Sample Level Reference Blocks

GVCFs represent blocks of homozygous reference calls of similar qualities using one record. For example:

chr1    14523  .   C    .    END=15000  GT:DP:GQ  0/0:19:40

This record indicates that sample SAMPLE_1 is homozygous reference until position 15,000 with approximate GQ of 40 across the ~500-base-pair. In short read sequencing, two adjacent loci in a sample's genome will be covered by mostly the same reads so the quality information about these two loci is highly correlated; reference blocks explicitly represent regions of reference alleles with similar quality information.

A sparse matrix table has an entry field END that corresponds to the GVCF INFO field, END. It has the same meaning, but only for the single column where the END resides. In a sparse matrix table, there will be no defined entries for this sample between chr1:14524 and chr1:15000, inclusive.

Local Alleles

The LA field constitutes a record's local alleles, or the alleles that appeared in the original GVCF for that sample. LA is used to interpret the values of LGT (local genotype), LAD (local allele depth), and LPL (local phred-scaled genotype likelihoods). This is best explained through example:

Variant Information
locus: chr22:10678889
alleles: ["CAT", "C", "TAT"]

Sample1 (reference block, CAT/CAT)
DP: 8
GQ: 21
LA: [0]
LGT: 0/0
END: 10678898

equivalent GT: 0/0
equivalent AD: [8, 0, 0]
equivalent PL: [0, 21, 42*, 21, 42*, 42*]

Sample1 (called CAT/TAT)
DP: 9
GQ: 77
LA: [0, 2]
LGT: 0/1
LAD: [3, 6]
LPL: [137, 0, 77]

equivalent GT: 0/2
equivalent AD: [3, 0, 6]
equivalent PL: [137, 137*, 137*, 0, 137*, 77]

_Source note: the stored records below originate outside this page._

PR #221, opened 2024-01-20
Exif support

seaeagle1:
Curious whether this is (or can be turned into) something usable for more than just me.

I've added a way to access embedded Exif tags in a sort-of-standardized way. The basic idea is that allows access when decoding images for other parsing libraries and for recoding images with the Exif tag intact. Since Exif is essentially TIFF-formatted, all the basic tools were more or less in place and I just had to tweak them a bit. The things that were really missing was support for IFD sub-directories and encoding values with a dynamically derived type.

Decoder -> has a method to gather the Exif information, store the entries and feed them into an encoder for a TIFF-file without pixel data.

Encoder -> has a similar method to decode TIFF-file with-or-without pixel data and feed the Exif entries into the encoder itself.


fintelia:
Thanks for sharing this!

I've been wanting to add better EXIF handling to _image-rs_ and being able to convert the EXIF data in a TIFF file into the same form as the EXIF chunks in PNG or JPEG would certainly help with that. It'll probably be a little while before I have a chance to work on implementing that, so I'll leave this open for now

spoutn1k:
Where is this at ? I am interested in writing Exif as well and would love to help.

spoutn1k:
IFD data structures are defined twice. In `encoder`: https://github.com/image-rs/image-tiff/blob/6dc7a266d30291db1e706c8133357931f9e2a053/src/encoder/mod.rs#L161-L161

https://github.com/image-rs/image-tiff/blob/6dc7a266d30291db1e706c8133357931f9e2a053/src/encoder/mod.rs#L565-L569

And `decoder`:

The LA field for the first sample only includes the reference allele (0), since this locus was the beginning of a reference block in the original GVCF. In a reference block, LA will typically be an array with only one value, 0. The LA field for the second sample, which contains a variant allele, includes the reference and that allele (0 and 2, respectively). PL entries above marked with an asterisk refer to genotypes with alleles not observed in the original GVCF; the actual value produced by a tool like GATK will be large (a low-likelihood value), but not exactly the above. As with standard GT fields, it is possible to use :meth:`.CallExpression.unphased_diploid_gt_index` to compute the LGT's corresponding index into the LPL array.


There are a number of functions for working with sparse data. Of particular importance is :func:`~.densify`, which transforms a sparse matrix table to a dense project-VCF-like matrix table on the fly. While computationally expensive, this operation is necessary for many downstream analyses, and should be thought of as roughly costing as much as reading a matrix table created by importing a dense project VCF.